Updated by nobu (Nobuyoshi Nakada) over 2 years ago
I agree that symbols should be disallowed.
The examples uses arbitrary combinations of flags and the order of the flags doesn't have meanings.
In other words, it is a set of chars and OK for a string.
But a symbol is not such thing.
For the compatibility sake, we'll need migration period to warn anything other than integer and valid string, and then error.
Updated by nobu (Nobuyoshi Nakada) over 2 years ago
Regexp.new("(?#{options}:#{code})")
Regexp.new(code, eval("//#{options}").options)
Updated by janosch-x (Janosch Müller) over 2 years ago
Thank you for the explanation regarding symbols!
we'll need migration period to warn anything other than inter and valid string
I think the optional third argument should be also deprecated as described in #18797. Otherwise we might still want to allow nil
as "stopgap" value for the second argument.
Regexp.new(code, eval("//#{options}").options)
This feels too unsafe for some of the cases mentioned above.

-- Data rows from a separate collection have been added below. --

PR #246, opened 2015-02-28
Makes Tuple object comparable.

yloiseau:
`Tuple` now implements `Comparable<Tuple>`. The comparison is done
pairwise, using lexicographical order, such that `[1, 2] < [1, 3]`
and `["b", 5] < ["d", 1]`.

### DIFF
--- a/src/main/java/gololang/Tuple.java
+++ b/src/main/java/gololang/Tuple.java
@@ -142,7 +142,9 @@ public final class Tuple implements Iterable<Object>, HeadTail<Object>, Comparab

Regexp.new("(?#{options}:#{code})")
This is clever and will work for most of the use cases mentioned above. Just a few minor downsides:
- The group options syntax isn't so well-known and universally understood.
- A few use cases might need to preserve notation (e.g. codemod).
- The result may become verbose in case of recursion or nesting of Regexps.
Updated by janosch-x (Janosch Müller) over 2 years ago
- Description updated (diff)
Updated by matz (Yukihiro Matsumoto) over 2 years ago
Accepted. Unknown flags should raise errors.
Matz.
Updated by nobu (Nobuyoshi Nakada) over 2 years ago
- Status changed from Open to Closed
Applied in changeset git|1e9939dae24db232d6f3693630fa37a382e1a6d7.
[Feature #18788] Support options as String
to Regexp.new
Regexp.new
now supports passing the regexp flags not only as an
Integer
, but also as a `String. Unknown flags raise errors.